From London, where they had served him loyally, he had transported the Smiths, Mrs Smith to cook and her husband to function as butler. In Rye, he had employed Fanny the parlour-maid, pretty and quiet and ca
reful, and in Rye too he had found a treasure called Burgess Noakes, gnome-sized and not pretty, but making up for it in punctuality and the desire to please. Burgess was young, and this was his first serious employment, which meant that he had developed no bad or slovenly habits. He could be trained as both houseboy and valet without being made to feel that the duties of the former might be less dignified or worthy of his attention than those of the latter.
Henry had spoken to the boy’s mother, who went to great lengths to explain how willing he was and clean and well spoken and mature for fourteen and how sad she would be to part with him. When the boy was finally produced, the discrepancy between his scamp-like face and frame and the boundless eagerness of his gaze made Henry immediately warm to him. He gave no sign of this, however, merely explaining to the mother, as the boy listened, that Burgess Noakes would be employed for a brief period so that his suitability could be tested, and after that period they could discuss the terms of his employment, as appropriate.
Henry enjoyed being known in Rye. As he walked the streets, he took pleasure in greeting all whom he recognized with courtesy and courtliness. He was often accompanied by his dog Maximilian, or by the Scot, who had found lodgings in Rye and become an assiduous walker and cyclist, or by whatever guests were staying at Lamb House. The idea of residing in a small and traditional English community belonged to his dreams; he found himself, especially in the presence of American guests, deeply proud of his acceptance in Rye and his knowledge of its denizens, its topography and history.
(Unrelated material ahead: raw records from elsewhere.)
PR #596, opened 2019-11-01
swupd: Support skipping optional bundles

jwakre:
Optionally included bundles (also-add) can now be omitted from the
install target by passing the --swupd-skip-optional flag or by setting
the swupdSkipOptional field in the config file.

- Add flag/config field to omit optional bundles from install target

### DIFF
--- a/args/args.go
+++ b/args/args.go
@@ -52,6 +52,8 @@ type Args struct {
 	AllowInsecureHTTP       bool
 	AllowInsecureHTTPSet    bool
 	CryptPassFile           string
+	SwupdSkipOptional       bool
+	SwupdSkipOptionalSet    bool
 	SwupdMirror             string
 	SwupdStateDir           string
 	SwupdCertPath           string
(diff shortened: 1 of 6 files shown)


args/args_test.go
```diff
@@ -434,6 +434,9 @@ func TestKernelAndCommandlineAllArgs(t *testing.T) {
 	if testArgs.SwupdMirror != "" {
 		t.Errorf("Command Line 'mirror' is not defaulted to ''")
 	}
+	if testArgs.SwupdSkipOptional != true {
```
mdhorn: This should default to false.

args/args.go
```diff
@@ -260,6 +262,10 @@ func (args *Args) setCommandLineArgs() (err error) {
 		&args.AllowInsecureHTTP, "allow-insecure-http", false, "Allow installation over insecure connections",
 	)
 
+	flag.BoolVar(
```
jwakre: I'm unlucky enough to go over the cyclomatic dependency limit...

Issue #591, opened 2019-10-18
Enable retries to download installation configuration file via kernel params


bktan8:
In some cases, we're seeing that attempt to download the installation template file fails.  My guess is that it's due to the network being slow to come up and thus an IP address is not available.  I would like to propose that we do 5 retries before failing the installation.

mdhorn:
@bktan8 This change needs to be made in the clr-installer as it is the application downloading the YAML configuration file.

mdhorn:
First released in 2.3.3, in Clear Linux OS 31530

bktan8:
Awesome work @mdhorn!  Thanks for reporting release version.

PR #597, opened 2019-11-04
PXE Enablement changes

mdhorn:
NOT READY FOR MERGE -- testing phase

Fixes Issue: #591

- Add a new service file for PXE installs
- Add retries to download the configuration file
- Properly enable automatic reboots

### DIFF
--- a/Makefile
+++ b/Makefile
@@ -58,7 +58,7 @@ endif
 ifeq ($(IS_GIT_REPO),1)
 # Use the git tag and SHA
 # Standard build case from Git repo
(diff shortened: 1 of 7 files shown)


jwakre:
@mdhorn I still see that sometimes the service file is deleted before it runs.

mdhorn:
> @mdhorn I still see that sometimes the service file is deleted before it runs.

Are you using the tip of this PR?  I remove the disable Post command yesterday, so there should be nothing removing the link.

jwakre:
> Are you using the tip of this PR? I remove the disable Post command yesterday, so there should be nothing removing the link.

Ok, I probably made a mistake then. There are a lot of moving pieces in my test environment.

When visitors came by train, as they generally did, Henry met them personally at the station. Burgess accompanied him, skilfully pushing a wheelbarrow which served to ferry the guest’s luggage up the hill to Lamb House. Henry marvelled at some of Burgess’s social instincts on these occasions. He stood apart with the wheelbarrow in readiness when the train stopped at Rye station. He did not intrude for one moment as Henry and his guest indulged in greetings and preliminary observations, but negotiated effectively with the train’s porter, establishing which luggage belonged to Mr James’s guest without having to consult its owner. He made sure, however, that the traveller saw the luggage as it rested on the wheelbarrow. Then he moved easily behind Henry and his visitor as they made their way up the hill.